Jorge Mario Bergoglio, mais conhecido como Papa Francisco, faleceu na segunda-feira dessa semana aos 88 anos. Ele foi o primeiro pontífice latino-americano e também o primeiro jesuíta a ocupar o trono de São Pedro. Claro que o cargo é extremamente importante do ponto de vista religioso, mas não se pode esquecer de que a Igreja Católica também é uma instituição milenar com ativos bilionários. Mas será que nesses 12 anos como líder da igreja o Papa Francisco acumulou bens?
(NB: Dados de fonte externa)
PR #607, opened 2022-06-24
Remove muli

petemill:
## Changes
Removes all occurances of the Muli font and replaces with Poppins. The biggest change is in the theme file, which other projects use, but really mainly (only?) brave-core.

## Test plan
Make sure storybook runs with no error. I verified this.
Main visual (manual) tests will be in brave-core.

- https://brave-ui-petemill.vercel.app/

## Integration
  

boocmp:
I don't actually understand what is StoryBook and how I can use it. The last time I showed an build from my PR to @aguscruiz, he recommended to change the font weight for Poppins. I'm not sure, but it looks like we need to change the weights in the storybook.

petemill:
@boocmp I think we'll need to build brave-core with this brave-ui ref in order to see what changes would be neccessary, and I think most or all of those changes would be in brave-core code. I'll push to your branch in https://github.com/brave/brave-core/pull/12933 an update to the brave-ui ref so that we can get a browser build and Storybook

boocmp (approved):

PR #2072, opened 2020-04-08
master

vfaidherbe:
Added missing translation for dutch localization files


andrewtelnov:
@vfaidherbe Great and thank you for the second language!

Andrew

PR #2194, opened 2020-05-27
Tajik locale

vladshlyanin:
Created tajik localization file


andrewtelnov:
@vladshlyanin 
Thank you!
Andrew

PR #2281, opened 2020-07-14
Fix: header attribute value in matrixdynamic cells

feedmypixel:
# Populate matrixdynamic table cell header attribute with column title value

I have just updated `surveyjs` from `v^1.0.73` to `v^1.7.19` and we have an issue:

The header attribute value for a `matrixdynamic` table cell was not being populated with a columns title value. This meant that when a survey is viewed in small screen there is no label for an input.

This fix locates the `this.cell.cell.column.locTitle.renderedHtml` on the cells column within the `getHeaderText` method and returns it to be applied to the table cells `header` attribute.

#### Large screen
Screenshot 2020-07-14 at 14 53 59

#### Small screen
Screenshot 2020-07-14 at 14 54 13

#### Large screen
Screenshot 2020-07-14 at 14 54 44

#### Small screen
Screenshot 2020-07-14 at 14 54 33

## Tests
- I have ran all tests and we are green
- I have also built the project locally and used it in our app. Everything works as expected
- I have looked around to add a test for this but cannot see any react tests around

### New to surveyjs
I am new to `surveyjs` and would appreciate any thoughts on this fix as I may of missed something. I am certainly seeing `this.cell.cell` around the codebase so feel this is an approach taken elsewhere.

### Example have this problem
You can also observe that the table cells `header` attribute is not being populated on [surveyjs matrixdynamic example](https://surveyjs.io/Examples/Library?id=questiontype-matrixdynamic&platform=Reactjs&theme=modern#content-result)

Screenshot 2020-07-14 at 15 08 08

### DIFF
--- a/src/react/reactquestionmatrixdropdownbase.tsx
+++ b/src/react/reactquestionmatrixdropdownbase.tsx
@@ -229,7 +229,8 @@ export class SurveyQuestionMatrixDropdownCell extends SurveyQuestionAndErrorsCel
   }
 
   protected getHeaderText(): string {
-    return !!this.cell.locTitle ? this.cell.locTitle.renderedHtml : "";
+    var column = this.cell.cell && this.cell.cell.column;
+    return !!(column && column.locTitle) ? column.locTitle.renderedHtml : "";
   }
   protected renderQuestion(): JSX.Element {
     if (!this.cell.isChoice)


tsv2013:
Thank you for the contribution!

feedmypixel:
@tsv2013 when are you planning to release [v1.7.20](https://github.com/surveyjs/survey-library/milestone/29)? You look close. Could you **@** me in the release please?

tsv2013:
In the nearest couple of days

tsv2013:
You can subrcribe this repo to get notified

PR #2315, opened 2020-08-05
Updated english.ts

MrKrabat:
Hello,

In my opinion, urlRequestError/urlGetChoicesError and cleanCaption/clearCaption in particular needed a change. The error messages should also be understandable for an end user.

What's your opinion?


src/localization/english.ts
```diff
@@ -18,10 +18,10 @@ export var englishStrings = {
   completingSurvey: "Thank you for completing the survey!",
   completingSurveyBefore:
     "Our records show that you have already completed this survey.",
-  loadingSurvey: "Loading Survey...",
+  loadingSurvey: "Loading survey...",
   optionsCaption: "Choose...",
   value: "value",
-  requiredError: "Please answer the question.",
+  requiredError: "Please answer this question.",
```
dirk-pieterse, line 24: I'm not sure why 'this' instead of 'the'. I would keep 'the'.

src/localization/english.ts
```diff
@@ -37,14 +37,14 @@ export var englishStrings = {
   numericMax: "The '{0}' should be equal or less than {1}",
   invalidEmail: "Please enter a valid e-mail address.",
   invalidExpression: "The expression: {0} should return 'true'.",
-  urlRequestError: "The request returned error '{0}'. {1}",
+  urlRequestError: "A network service has returned the following error '{0}'. {1}",
```
dirk-pieterse, line 40: - 'A network service' is quite vague. Which network service'? What causes the error?
- I would change 'has returned' to 'returned' since you are referring to the past tense.

src/localization/english.ts
```diff
@@ -37,14 +37,14 @@ export var englishStrings = {
...
   urlGetChoicesError:
-    "The request returned empty data or the 'path' property is incorrect",
+    "A network service has returned invalid data",
```
dirk-pieterse, line 42: Same here

src/localization/english.ts
```diff
@@ -18,10 +18,10 @@ export var englishStrings = {
...
   completingSurveyBefore:
     "Our records show that you have already completed this survey.",
-  loadingSurvey: "Loading Survey...",
+  loadingSurvey: "Loading survey...",
   optionsCaption: "Choose...",
   value: "value",
-  requiredError: "Please answer the question.",
+  requiredError: "Please answer this question.",
   requiredErrorInPanel: "Please answer at least one question.",
   requiredInAllRowsError: "Please answer questions in all rows.",
```
dirk-pieterse, line 26: 'Please answer questions in all rows' What do you mean by all rows? If every row has a question, you could just say 'Please answer all the questions'.

dirk-pieterse (approved):

src/localization/english.ts
MrKrabat: I'm not a native English speaker, so maybe I write nonsense.
This error message refers to a specific question that needs to be answered. We want the user to answer 'this' question. So I think 'this' is grammatically better.

src/localization/english.ts
MrKrabat: I did not change this string, but you are right. It should be changed.

src/localization/english.ts
MrKrabat: This error is displayed to users who probably have no knowledge of surveyjs, computer and network stuff. An error message that appears with "the request returned error ..." does not tell the user what is wrong. You are right, there is no context that loading answers from external resources failed.

This message should give the user an indication of what is going wrong so that the user can send a helpful bug report to the survey creator.

PR #2441, opened 2020-10-07
Change "Previous" translation for Japanese

hoechenberger:
We have deployed a survey in Japanese, and received the feedback that the current Japanese default translation of the "Previous" button is incorrect or at least unusual. This PR fixes this and uses the correct term (which was confirmed to us as being correct through several people whose first language is Japanese).

### DIFF
--- a/src/localization/japanese.ts
+++ b/src/localization/japanese.ts
@@ -2,7 +2,7 @@
 import { surveyLocalization } from "../surveyStrings";
 
 export var japaneseSurveyStrings = {
-  pagePrevText: "前の",
+  pagePrevText: "前へ",
   pageNextText: "次へ",
   completeText: "完了",
   startSurveyText: "スタート",


andrewtelnov:
@hoechenberger Are you sure? I did not speak Japanese at all. However [here is what google translation give me](https://translate.google.com/#view=home&op=translate&sl=auto&tl=en&text=%E5%89%8D%E3%81%AE%0A%E5%89%8D%E3%81%B8).
The current translation looks better to me :-). Of course it could be absolutely wrong, but it would love to re-check it one more time.

Thank you,
Andrew

hoechenberger:
> @hoechenberger Are you sure? I did not speak Japanese at all. However [here is what google translation give me](https://translate.google.com/#view=home&op=translate&sl=auto&tl=en&text=%E5%89%8D%E3%81%AE%0A%E5%89%8D%E3%81%B8).
> The current translation looks better to me :-). Of course it could be absolutely wrong, but it would love to re-check it one more time.

Haha yes, I also used Google Translate and was irritated. I will ask another independent Japanese native speaker tomorrow and report back.

hoechenberger:
@andrewtelnov I just received feedback from a Japanese friend of mine. She said that the string in `master` is grammatically incorrect, and the proposal in this PR would be the correct phrasing.

So this should be good to merge 👍

PR #2444, opened 2020-10-08
Added missing translations

MrKrabat:
Since most translations were not even half complete, I added the missing translations.

What I did:
- I have changed the order of the translations to match the order of the english translation file.
- I added missing translations using DeepL and Google Translator
- I did **not** change existing translations

In my opinion machine translations are better than missing translations.


andrewtelnov:
@MrKrabat Looks good for languages I know. I really hope the others good too.
Thank you for great contribution!

Andrew

Issue #2538, opened 2020-11-25
React SurveyQuestionMultipleText Missing Unique "key" prop


hedgecox:
### Are you requesting a feature, reporting a bug or asking a question?

Bug

### What is the current behavior?

When running react in dev mode you see the following error:

```
Warning: Each child in an array or iterator should have a unique "key" prop.

Check the render method of `SurveyQuestionMultipleText`. See https://fb.me/react-warning-keys for more information.
    in span (created by SurveyQuestionMultipleText)
    in SurveyQuestionMultipleText (created by SurveyQuestion)
    in div (created by SurveyQuestion)
    in div (created by SurveyQuestion)
    in SurveyQuestion (created by SurveyRow)
    in div (created by SurveyRow)
    in SurveyRow (created by SurveyPage)
    in div (created by SurveyPage)
    in SurveyPage (created by Survey)
    in div (created by Survey)
    in div (created by Survey)
    in form (created by Survey)
    in div (created by Survey)
    in Survey
```

### What is the expected behavior?

Warning should not appear

### How would you reproduce the current behavior (if this is a bug)?

Behavior is visible in default react example page

#### Provide the test code and the tested page URL (if applicable)

Tested page URL: https://surveyjs.io/Examples/Library/?id=questiontype-multipletext&platform=Reactjs

```
var json = {
    questions: [
        {
            type: "multipletext",
            name: "pricelimit",
            title: "What is the... ",
            colCount: 2,
            items: [
                {
                    name: "mostamount",
                    title: "Most amount you would every pay for a product like ours"
                }, {
                    name: "leastamount",
                    title: "The least amount you would feel comfortable paying"
                }
            ]
        }
    ]
};
```

### Specify your

* browser: All
* surveyjs platform (angular or react or jquery or knockout or vue): React
* surveyjs version: 1.8.14

PR #2539, opened 2020-11-25
#2538 Add key prop to SurveyQuestionMultipleText

hedgecox:
#2538 Addition of key props for all spans that are added to the element to remove react error


andrewtelnov:
@hedgecox Thank you for the fix!

Andrew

A resposta para isso é não, pelo menos não no sentido material. O Papa Francisco viveu sob os votos da Companhia de Jesus, ordem religiosa fundada no século XVI. De acordo com eles, os membros devem renunciar à propriedade privada. O papa entrou para os jesuítas ainda jovem e fez essa renúncia em sua vida, o que moldou tanto a sua vida pessoal como seu trabalho como líder da Igreja Católica.
Por exemplo, desde 2013, quando assumiu o cargo, Francisco rejeitou os luxos concedidos à ele, como por exemplo, os grandes apartamentos papais, e quis viver na Casa Santa Marta, que é uma casa modesta dentro do Vaticano. Por lá, ele também almoçava com funcionários e tinha uma rotina espartana.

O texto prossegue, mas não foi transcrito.